YOUR TASK: Set down the entries once more, exactly as given.

Stored data entries
▼

PR #95, opened 2021-06-15
Tutorials & Profile Page

TurtIeSocks:
- Adds user profile page that shows current permissions
- Adds step by step tutorial that covers the basics
- Fixes some Pokemon filtering bugs
- More consistent coloring/behavior for global filters
- IV Global filter now shows nothing at 0-100, like all of the others
- 100% IV switch


src/components/layout/dialogs/tutorial/Welcome.jsx
```diff
@@ -0,0 +1,77 @@
...
+export default function TutWelcome({ setUserProfile }) {
+  const { t } = useTranslation()
+  const { loggedIn, perms } = useStatic(state => state.auth)
+  const { map: { excludeList } } = useStatic(state => state.config)
+
+  const getPerms = () => {
+    let have = 0
+    let total = 0
+    Object.keys(perms).forEach(perm => {
+      if (!excludeList.includes(perm)) {
```
lenisko, line 23:
```
TypeError: excludeList is undefined
    getPerms https://.../main.877f77aa93add619f148.js:1625
    getPerms https://.../main.877f77aa93add619f148.js:1624
    TutWelcome https://.../main.877f77aa93add619f148.js:1662
```

lenisko (changes requested):
Gray page after fresh login.

lenisko (changes requested):
I like this idea modal is working fine! Two things though 😨 
Many users tend to use few devices to login for example phones, laptop or PC. We should either save `sawTutorial` flag per user in some persistent storage (like database) or add `SKIP` button. Saving it on local storage would show this tutorial for same user x number of times. Include cases where storage clean would be needed... and we have even more cases :)
Second thing is preloading images or creating image sized box between slides. Currently modal it's changing it's size after swapping a slide as image is not loading.

Leaving here for track, already left those thoughts on DM.

versx (approved):

clburlison (approved):
very nice improvement. the profile popup is kinda laggy when scrolling on Chrome on macOS. I have **do not** same experience on Safari. Just open the popup switch to another tab, wait 5-10 seconds, switch back, scroll and it stalls before scrolling.

TurtIeSocks:
> very nice improvement. the profile popup is kinda laggy when scrolling on Chrome on macOS. I have the same experience on Safari. Just open the popup switch to another tab, wait 5-10 seconds, switch back, scroll and it stalls before scrolling.

On your M1 I'm assuming? Trying to replicate here on mine but haven't been able to yet.

clburlison:
yes. 91.0.4472.106 arm64 😂  Just tested and can't replicate on my intel x86_64 build. So completely a chromium bug for that platform. Also why I clicked the approve button. Was just noting it in case others saw.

▲

THE COMPLETED TASK:
PR #95, opened 2021-06-15
Tutorials & Profile Page

TurtIeSocks:
- Adds user profile page that shows current permissions
- Adds step by step tutorial that covers the basics
- Fixes some Pokemon filtering bugs
- More consistent coloring/behavior for global filters
- IV Global filter now shows nothing at 0-100, like all of the others
- 100% IV switch


src/components/layout/dialogs/tutorial/Welcome.jsx
```diff
@@ -0,0 +1,77 @@
...
+export default function TutWelcome({ setUserProfile }) {
+  const { t } = useTranslation()
+  const { loggedIn, perms } = useStatic(state => state.auth)
+  const { map: { excludeList } } = useStatic(state => state.config)
+
+  const getPerms = () => {
+    let have = 0
+    let total = 0
+    Object.keys(perms).forEach(perm => {
+      if (!excludeList.includes(perm)) {
```
lenisko, line 23:
```
TypeError: excludeList is undefined
    getPerms https://.../main.877f77aa93add619f148.js:1625
    getPerms https://.../main.877f77aa93add619f148.js:1624
    TutWelcome https://.../main.877f77aa93add619f148.js:1662
```

lenisko (changes requested):
Gray page after fresh login.

lenisko (changes requested):
I like this idea modal is working fine! Two things though 😨 
Many users tend to use few devices to login for example phones, laptop or PC. We should either save `sawTutorial` flag per user in some persistent storage (like database) or add `SKIP` button. Saving it on local storage would show this tutorial for same user x number of times. Include cases where storage clean would be needed... and we have even more cases :)
Second thing is preloading images or creating image sized box between slides. Currently modal it's changing it's size after swapping a slide as image is not loading.

Leaving here for track, already left those thoughts on DM.

versx (approved):

clburlison (approved):
very nice improvement. the profile popup is kinda laggy when scrolling on Chrome on macOS. I have **do not** same experience on Safari. Just open the popup switch to another tab, wait 5-10 seconds, switch back, scroll and it stalls before scrolling.

TurtIeSocks:
> very nice improvement. the profile popup is kinda laggy when scrolling on Chrome on macOS. I have the same experience on Safari. Just open the popup switch to another tab, wait 5-10 seconds, switch back, scroll and it stalls before scrolling.

On your M1 I'm assuming? Trying to replicate here on mine but haven't been able to yet.

clburlison:
yes. 91.0.4472.106 arm64 😂  Just tested and can't replicate on my intel x86_64 build. So completely a chromium bug for that platform. Also why I clicked the approve button. Was just noting it in case others saw.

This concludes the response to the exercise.